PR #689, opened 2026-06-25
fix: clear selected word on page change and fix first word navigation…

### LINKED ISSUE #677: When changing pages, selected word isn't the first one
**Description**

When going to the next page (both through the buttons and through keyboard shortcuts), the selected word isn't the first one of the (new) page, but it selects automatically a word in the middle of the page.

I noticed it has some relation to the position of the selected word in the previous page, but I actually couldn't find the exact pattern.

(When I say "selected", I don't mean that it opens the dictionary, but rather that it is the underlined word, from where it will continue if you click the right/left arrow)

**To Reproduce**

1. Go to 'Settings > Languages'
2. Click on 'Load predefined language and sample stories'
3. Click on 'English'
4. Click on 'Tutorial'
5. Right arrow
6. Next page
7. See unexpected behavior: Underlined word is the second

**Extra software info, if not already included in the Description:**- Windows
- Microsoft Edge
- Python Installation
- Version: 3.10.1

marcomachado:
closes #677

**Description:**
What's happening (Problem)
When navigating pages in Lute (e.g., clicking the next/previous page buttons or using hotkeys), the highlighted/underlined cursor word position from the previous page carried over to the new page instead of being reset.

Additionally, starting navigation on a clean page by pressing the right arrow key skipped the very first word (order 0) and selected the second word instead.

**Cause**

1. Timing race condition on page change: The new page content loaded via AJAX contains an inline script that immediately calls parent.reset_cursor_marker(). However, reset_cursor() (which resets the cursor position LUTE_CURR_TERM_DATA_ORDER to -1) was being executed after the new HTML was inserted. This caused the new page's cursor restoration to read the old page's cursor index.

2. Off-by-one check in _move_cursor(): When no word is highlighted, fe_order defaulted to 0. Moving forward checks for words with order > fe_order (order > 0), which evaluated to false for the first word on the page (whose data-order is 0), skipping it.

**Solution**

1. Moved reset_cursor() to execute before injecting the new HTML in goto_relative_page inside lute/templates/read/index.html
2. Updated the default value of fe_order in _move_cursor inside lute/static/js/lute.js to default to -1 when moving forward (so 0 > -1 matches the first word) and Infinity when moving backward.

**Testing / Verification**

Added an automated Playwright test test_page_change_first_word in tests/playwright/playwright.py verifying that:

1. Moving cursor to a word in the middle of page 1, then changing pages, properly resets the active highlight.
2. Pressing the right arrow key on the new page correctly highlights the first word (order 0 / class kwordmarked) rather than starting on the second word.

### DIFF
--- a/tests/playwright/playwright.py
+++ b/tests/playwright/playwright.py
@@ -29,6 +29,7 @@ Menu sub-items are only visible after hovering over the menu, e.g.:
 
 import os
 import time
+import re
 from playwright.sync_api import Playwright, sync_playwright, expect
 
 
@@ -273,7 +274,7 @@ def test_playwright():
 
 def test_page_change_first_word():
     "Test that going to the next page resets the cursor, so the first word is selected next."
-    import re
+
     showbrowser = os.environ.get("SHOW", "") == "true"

.....

**WORK REQUIRED:** Report each line above that includes the string "over".

**SOLUTION TO THIS EXERCISE:**
When navigating pages in Lute (e.g., clicking the next/previous page buttons or using hotkeys), the highlighted/underlined cursor word position from the previous page carried over to the new page instead of being reset.
@@ -29,6 +29,7 @@ Menu sub-items are only visible after hovering over the menu, e.g.:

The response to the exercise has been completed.